Minnesotans stayed among the nation’s top earners last year, with wage growth that outpaced inflation.

New annual data that the U.S. Census Bureau released Thursday more broadly depicted a state that is wealthier and pays more equitably than most.

But the bureau’s American Community Survey also showed that Minnesota is starting to feel more effects from the accelerating retirement of baby boomers, which has caused stagnation in the state’s workforce for two years. And the flow of immigrants remained lower than it was in the middle of the decade, another constraint on the state’s job base.

“We need it to be going in the other direction from a workforce perspective,” said state demographer Susan Brower as she examined the voluminous release.

The size of the state’s workforce has held steady at just under 3 million for about a year, and the pace of job growth has slowed to around 10,000 a year, down from 50,000 annually at the start of this decade.

The new Census Bureau data, produced from a survey of more than 2 million households, provides the nation’s most regular look at state-level income and population trends. It’s also an annual check on income inequality, a condition that shapes broader growth and consumption.

Even so, the survey concentrates on just one of the forces that shapes how people perceive economic health and doesn’t look at costs.

Nationally, an index that measures inequality grew, or worsened, from 0.482 in 2017 to 0.485 last year. The index is a scale of 0 to 1, with a score of “0” indicating perfect equality, and a score of 1 indicating perfect inequality, where one household has all the income.

In Minnesota, this index worsened from 0.452 in 2017 to 0.454 last year. But that was still more equitable than all but 14 other states.

The median amount Minnesota workers earned rose 2.5%, adjusted for inflation, to $39,100 in 2018, ranking the state 11th. For the nation as a whole, median individual earnings rose 2.9% to $35,300.

Household income, which accounts for other sources of income besides wages, grew at a slower rate in 2018 than in recent years both statewide and nationally.

That’s a reflection of changes in the sizes of households and in amounts of nonwage income.

For instance, stock investments experienced small gains last year. Meanwhile, the ongoing upswing in the economic cycle, which passed the 10-year mark in July, has likely pushed more people out of multiperson households into apartments and homes of their own.

“That makes for smaller households,” Brower said. “There’s all kinds of dynamics around household formation.”

Minnesota’s median household income, adjusted for inflation, rose 0.9% to $70,315 last year. Nationally, median household income was up 0.7% to $61,937.

The state ranked 15th in household income last year, highest of any state in the Midwest and third-highest of any noncoastal state after Colorado and Utah.

The slower pace of growth affected all racial and ethnic groups in the state, but it was especially pronounced among white non-Hispanic households.

That group is particularly dominant among the baby boomers who are heading into retirement, where income drops off quickly.

Even so, the new data also shows that the share of people ages 65 and older has been creeping up in recent years. It was at 19% in 2018, up from 17% five years earlier, and above the national rate of 18%.

The percentage of working women in Minnesota, already one of the highest rates in the U.S., rose even more in that time with 86% of women ages 25 to 44 in the labor force compared to 78% nationally.

Income inequality in Minnesota is flat and has been essentially unchanged most of the decade, even as the political discussion about the issue and media attention has grown.

Of the Democratic candidates running for president, Sens.
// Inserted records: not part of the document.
PR #6818, opened 2023-08-09
feat(api): add `relocate` table expression API for moving columns around based on selectors

### LINKED ISSUE #6803: feat: `Table.relocate` method
often a user will want to change the order of columns, see linked discussion

---

We could consider adding a `Table.relocate` method, similar to [R's method of the same name](https://dplyr.tidyverse.org/reference/relocate.html).

_Originally posted by @cpcloud in https://github.com/ibis-project/ibis/discussions/6795#discussioncomment-6662292_

cpcloud:
This PR adds a new `relocate` method on `Table` expressions.

The implementation is a near exact clone of the [`dplyr` implementation](https://dplyr.tidyverse.org/reference/relocate.html).

The tests are also based on the [`dplyr` test suite](https://github.com/tidyverse/dplyr/blob/c963d4db08ab4b4e7f75e3b99b04ef5f6e903a25/tests/testthat/test-relocate.R) for this feature.

Closes #6803.

### DIFF
--- a/ibis/expr/types/relations.py
+++ b/ibis/expr/types/relations.py
@@ -3609,6 +3609,189 @@ class Table(Expr, _FixedTextJupyterMixin):
 
         return self.group_by(id_cols).aggregate(**aggs)
 
+    def relocate(
+        self,
+        *columns: str | s.Selector,
+        before: str | s.Selector | None = None,
+        after: str | s.Selector | None = None,
+        **kwargs: str,
+    ) -> Table:
+        """Relocate `columns` before or after other specified columns.
+
+        Parameters
+        ----------
+        columns
+            Columns to relocate. Selectors are accepted.
+        before
+            A column name or selector to insert the new columns before.
+        after
+            A column name or selector. Columns in `columns` are relocated after the last
+            column selected in `after`.
+        kwargs
+            Additional column names to relocate, renaming argument values to
+            keyword argument names.
+
+        Returns
+        -------
+        Table
+            A table with the columns relocated.
+
+        Examples
+        --------
+        >>> import ibis
+        >>> ibis.options.interactive = True
+        >>> import ibis.selectors as s
+        >>> t = ibis.memtable(dict(a=[1], b=[1], c=[1], d=["a"], e=["a"], f=["a"]))
+        >>> t
+        ┏━━━━━━━┳━━━━━━━┳━━━━━━━┳━━━━━━━━┳━━━━━━━━┳━━━━━━━━┓
+        ┃ a     ┃ b     ┃ c     ┃ d      ┃ e      ┃ f      ┃
+        ┡━━━━━━━╇━━━━━━━╇━━━━━━━╇━━━━━━━━╇━━━━━━━━╇━━━━━━━━┩
+        │ int64 │ int64 │ int64 │ string │ string │ string │
+        ├───────┼───────┼───────┼────────┼────────┼────────┤
+        │     1 │     1 │     1 │ a      │ a      │ a      │
+        └───────┴───────┴───────┴────────┴────────┴────────┘
+        >>> t.relocate("f")
+        ┏━━━━━━━━┳━━━━━━━┳━━━━━━━┳━━━━━━━┳━━━━━━━━┳━━━━━━━━┓
+        ┃ f      ┃ a     ┃ b     ┃ c     ┃ d      ┃ e      ┃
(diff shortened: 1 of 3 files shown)


ibis/expr/types/relations.py
```diff
@@ -3611,6 +3611,189 @@ def pivot_wider(
...
+        before: str | s.Selector | None = None,
+        after: str | s.Selector | None = None,
+        **kwargs: str | s.Selector,
+    ) -> Table:
+        """Relocate columns in a table.
+
+        Parameters
+        ----------
+        selectors
+            Selectors to relocate.
```
jcrist, line 3626: What do you think about naming this argument `columns` instead of selectors? My initial expectation on seeing an arg named `selectors` was that this probably doesn't support column names directly. We already have several places where selectors can be passed in where columns are supported (making that use case more expected). Calling it `columns` also makes describing the function easier ("relocate takes one or more columns (or selections of columns) and relocates them before or after other specified columns").

If you want to keep the name as is, adding `column name or selector` here as you've done below for `before`/`after` would help.

ibis/expr/types/relations.py
```diff
@@ -3611,6 +3611,189 @@ def pivot_wider(
...
+        before
+            A column name or selector to insert the new columns before.
+        after
+            A column name or selector to insert the new columns after.
```
jcrist, line 3630: Can you add a clarification here on what before/after a selector means? It's clear if the selector returns one column, but unclear what it means if it returns more than one. Perhaps something like

```suggestion
            A column name or selector. Columns in `columns` are relocated after the last
            column selected in `after`.
```

ibis/expr/types/relations.py
```diff
@@ -3611,6 +3611,189 @@ def pivot_wider(
 
         return self.group_by(id_cols).aggregate(**aggs)
 
+    def relocate(
+        self,
+        *selectors: str | s.Selector,
+        before: str | s.Selector | None = None,
+        after: str | s.Selector | None = None,
+        **kwargs: str | s.Selector,
```
jcrist, line 3619: How would a selector work here in kwargs? What's the meaning of:

```python
t.relocate(after="x", colname=s.of_type("float"))
```

ibis/expr/types/relations.py
cpcloud: `columns` makes sense to me

ibis/expr/types/relations.py
cpcloud: Yeah, that's definitely a mistake on my part. I'll remove the `s.Selector` annotation here.

cpcloud:
@jcrist This is ready for another round of review when you get a chance.

ibis/expr/types/relations.py
```diff
@@ -3609,6 +3609,189 @@ def pivot_wider(
...
+
+        for name, sel in itertools.chain(
+            zip(itertools.repeat(None), map(s._to_selector, columns)),
+            zip(kwargs.keys(), map(s._to_selector, kwargs.values())),
+        ):
+            for pos in sel.positions(self):
+                if pos in sels:
+                    # make sure the last duplicate column wins by reinserting
+                    # the position if it already exists
+                    del sels[pos]
```
gforsyth, line 3767: I could definitely be missing something, but isn't this redundant? `sels[pos]` is going to be overwritten on the next line.

jcrist: I *think* this is to reorder the selections. The dict ordering behavior in python is that updates don't reorder, but a del and reinsert will.

```python
In [3]: d = {"a": 1, "b": 2, "c": 3}

In [4]: list(d)
Out[4]: ['a', 'b', 'c']

In [5]: d["b"] = 4

In [6]: list(d)  # order is still the same
Out[6]: ['a', 'b', 'c']

In [7]: del d["b"]

In [8]: d["b"] = 4

In [9]: list(d)  # b is now last
Out[9]: ['a', 'c', 'b']
```

jcrist (approved):

ibis/expr/types/relations.py
gforsyth: ahh, gotcha.  thanks for the explainer!  I missed that it was using the key-ordering to map the column-ordering, but that makes sense.

NickCrews:
This looks lovely, thank you @cpcloud @jcrist @gforsyth !

PR #6820, opened 2023-08-09
feat(ux): promote lists of strings to `any_of` selectors

cpcloud:
This PR adds promotion of lists of column names to `s.any_of(s.c(col0), s.c(col1), ...)` selectors, which allows specifying them wherever you can specifyc `s.c(...)`.

### DIFF
--- a/ibis/selectors.py
+++ b/ibis/selectors.py
@@ -56,6 +56,7 @@ from typing import Callable, Iterable, Mapping, Optional, Sequence, Union
 
 from public import public
 
+import ibis.common.exceptions as exc
 import ibis.expr.datatypes as dt
 import ibis.expr.types as ir
 from ibis import util
@@ -366,7 +367,16 @@ def all_of(*predicates: str | Predicate) -> Predicate:
 def c(*names: str) -> Predicate:
     """Select specific column names."""
     names = frozenset(names)
-    return where(lambda col: col.get_name() in names)
+
+    def func(col: ir.Value) -> bool:
+        schema = col.op().table.schema
+        if extra_cols := (names - schema.keys()):
+            raise exc.IbisInputError(
+                f"Columns {extra_cols} are not present in {schema.names}"
+            )
+        return col.get_name() in names
+
+    return where(func)
 
 
 class Across(Selector):
--- a/ibis/selectors.py
+++ b/ibis/selectors.py
@@ -351,15 +351,15 @@ def matches(regex: str | re.Pattern) -> Selector:
 
 
 @public
-def any_of(*predicates: Predicate) -> Predicate:
+def any_of(*predicates: str | Predicate) -> Predicate:
     """Include columns satisfying any of `predicates`."""
-    return functools.reduce(operator.or_, predicates)
+    return functools.reduce(operator.or_, map(_to_selector, predicates))
 
 
 @public
-def all_of(*predicates: Predicate) -> Predicate:
+def all_of(*predicates: str | Predicate) -> Predicate:
     """Include columns satisfying all of `predicates`."""
-    return functools.reduce(operator.and_, predicates)
+    return functools.reduce(operator.and_, map(_to_selector, predicates))
 
 
 @public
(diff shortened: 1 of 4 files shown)


cpcloud:
> Can you comment with an example of when this would come up?

The doctest example in `pivot_wider`:

```
        >>> us_rent_income.pivot_wider(
        ...     names_from="variable",
        ...     names_sep=".",
        ...     values_from=("estimate", "moe"),
        ... )
```

`values_from` can be a list of selectors or a list of strings. They're collapsed into a single selector with `any_of`.

> Also, I'd expect selectors to treat ["col1", "col2"] the same as c("col1", "col2")

That's what happening here, or at least it's my intent. Where do you see something different?

>  I find the use of any_of here a bit surprising. Can you comment on why you went with this approach?

Because that was the easiest way to map to the semantics I want here: a list of selectors means "columns matching any of the input selectors", similar to how `s.c(...)` means "columns whose name matches any of `...`"

cpcloud:
Maybe it's the fact that `s.c` doesn't select things in the order of its inputs, but behaves like a set and preserves the order of the columns its applied to?

jcrist:
> That's what happening here, or at least it's my intent. Where do you see something different?

I was thinking about the behavior when a specified column is missing (where `any_of` would by design ignore a selector that doesn't match), but it looks like `selectors.c` has the same behavior - the specified name is silently dropped?

```python
# errors, since `islad` is missing (typo for `island`)
>>> t.select(["species", "islad"])

# silently only selects `species` (should we change this?)
>>> t.select(s.c("species", "islad"))

# also only selects `species`, but the `any_of` makes it clearer that unmatching selectors are ignored
>>> t.select(s.any_of(s.c("species"), s.c("islad")))
```

The user experience I'd expect with a specified list of column names is that if I typo one of them I'll get an error rather than it being ignored. This is what happens with lists of columns in other parts of ibis, I'd expect selectors to have the same behavior.

jcrist:
That wouldn't have the same behavior though, since `any_of(c("col1"), c("col2"))` would by nature still silently ignore `col2` not existing in the input table. I think to get the behavior I'm describing we'll need to:

- Coerce lists of strings to `c(*list_of_strs)`
- Coerce lists of selectors into `any_of(*list_of_selectors)`
- Modify `c` to error if a specified column isn't in the input table

Perhaps we're talking past each other here? Can you describe the intended behavior you'd like for a selectors with a list of columns like `["exists_in_table", "missing_from_table"]`? How would your proposed `any_of` solution solve this problem?

cpcloud:
Pushed up a second commit to illustrate what I said.

jcrist:
Ah, makes sense. I think I was fixated on `any_of` ignoring selectors that don't match anything in its input and missed that `s.c` could still just raise an error as part of its normal execution.

ibis/selectors.py
```diff
@@ -366,7 +367,16 @@ def all_of(*predicates: str | Predicate) -> Predicate:
...
     names = frozenset(names)
-    return where(lambda col: col.get_name() in names)
+
+    def func(col: ir.Value) -> bool:
+        schema = col.op().table.schema
+        if extra_cols := (names - schema.keys()):
+            raise exc.IbisInputError(
+                f"Columns {extra_cols} are not present in {schema.names}"
+            )
+        return col.get_name() in names
```
jcrist, line 377: This might be cleaner/more efficient to implement `c` directly as a subclass of `Selector`? This way you could define `expand` directly, which would give direct access to the input table rather than having to hop through `.op().table`. The column names existing check would also only happen once rather than `len(table.columns)` times.

cpcloud: That is a much better idea than what I am currently doing, thank you.

cpcloud: Hm, this approach turns out to break composition of selectors with `~`, `&` and `|` :(

cpcloud: @jcrist Not sure if you have any other ideas here, but I'm inclined to merge this as it is.

jcrist: That's unfortunate. I think this should be doable as I suggested above, but it would require refactoring how the composition operators work. Going with what you have seems reasonable for now.

PR #6875, opened 2023-08-16
perf(duckdb): improve `to_pyarrow` performance

### LINKED ISSUE #6874: feat: DuckDB ASOF join in Ibis slower than native execution

I noticed that executing an ASOF join using the DuckDB backend is much slower than executing duckDB natively.

Ran benchmarks comparing Pandas, DuckDB, and DuckDB via Ibis from 10k to 100 million rows and 2 / 5 cols.
- DuckDB via Ibis seems to be quite a bit slower than executing the ASOF join via DuckDB natively

[Code for benchmarking](https://gist.github.com/tonysun9/dc395b08144f30dcfbf8a1f4827bcbf2)

[Results Spreadsheet](https://docs.google.com/spreadsheets/d/16q-Ld103Yi9iAxH4nA7Lz6SSzL1GgLEiCv1MjMbSZ54/edit?usp=sharing)

I would like to be able to execute an ASOF join in DuckDB quickly via Ibis. My understanding is that someone is actively implementing the merge ASOF join in DuckDB via Ibis.

Any insights into why executing `.sql()` takes additional time would also be appreciated.

6.0.0

DuckDB

### Code of Conduct

jcrist:
Given the feedback [here](https://github.com/duckdb/duckdb/discussions/8582#discussioncomment-6737173) this switches `to_pyarrow` to use `.sql(...).to_arrow_table()` instead of `.execute(...)`. This has a measurable impact on performance on some queries (up to 4x faster on my machine) as it allows duckdb to include the result conversion to pyarrow in the physical plan.

With this fix ibis & duckdb vs duckdb alone perform ~the same on the workload described in #6874.

Fixes #6874.

### DIFF
--- a/ibis/backends/duckdb/__init__.py
+++ b/ibis/backends/duckdb/__init__.py
@@ -862,11 +862,20 @@ WHERE catalog_name = :database"""
     ) -> pa.Table:
         self._run_pre_execute_hooks(expr)
         query_ast = self.compiler.to_ast_ensure_limit(expr, limit, params=params)
-        sql = query_ast.compile()
+
+        # We use `.sql` instead of `.execute` below for performance - in
+        # certain cases duckdb query -> arrow table can be significantly faster
+        # in this configuration. Currently `.sql` doesn't support parametrized
+        # queries, so we need to compile with literal_binds for now.
+        sql = str(
+            query_ast.compile().compile(
+                dialect=self.con.dialect, compile_kwargs={"literal_binds": True}
+            )
+        )
 
         with self.begin() as con:
-            cursor = con.execute(sql)
-            table = cursor.cursor.fetch_arrow_table()
+            cursor = con.connection.cursor()
+            table = cursor.sql(sql).to_arrow_table()
 
         return expr.__pyarrow_result__(table)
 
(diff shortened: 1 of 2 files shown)


tonysun9:
Thanks for putting this together! Appreciate the helpful answers and quick response.

cpcloud (approved):
LGTM, this is really great.

ibis/backends/duckdb/__init__.py
```diff
@@ -862,11 +862,20 @@ def to_pyarrow(
...
+        sql = str(
+            query_ast.compile().compile(
+                dialect=self.con.dialect, compile_kwargs={"literal_binds": True}
+            )
+        )
 
         with self.begin() as con:
-            cursor = con.execute(sql)
-            table = cursor.cursor.fetch_arrow_table()
+            cursor = con.connection.cursor()
```
cpcloud, line 877: I _think_ this should be used via a context manager.

cpcloud: Actually, you don't even need the `cursor`, you can just do `con.connection.sql(sql).to_arrow_table()`.

cpcloud:
Merging as is, and we can follow up with the other changes in another PR!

Bernie Sanders and Elizabeth Warren propose a tax on the wealthiest Americans to reduce wealth disparities.

In the latest data, Puerto Rico, the District of Columbia and New York state ranked at the top in income inequality, while Utah, Alaska and Iowa ranked as the most equitable.

A big factor in the increase in inequality has to do with two large population groups on either end of the economic spectrum, according to Sean Snaith, an economist at the University of Central Florida.

On one side, at the peak of their earnings, are baby boomers who are nearing retirement, if they haven’t already retired. On the other side are millennials and Gen Zers, who are in the early stages of their work life and have lower salaries, Snaith said.

“I would say probably the biggest factor is demographics,” he said. “A wealth tax isn’t going to fix demographics.”

The Associated Press contributed to this report.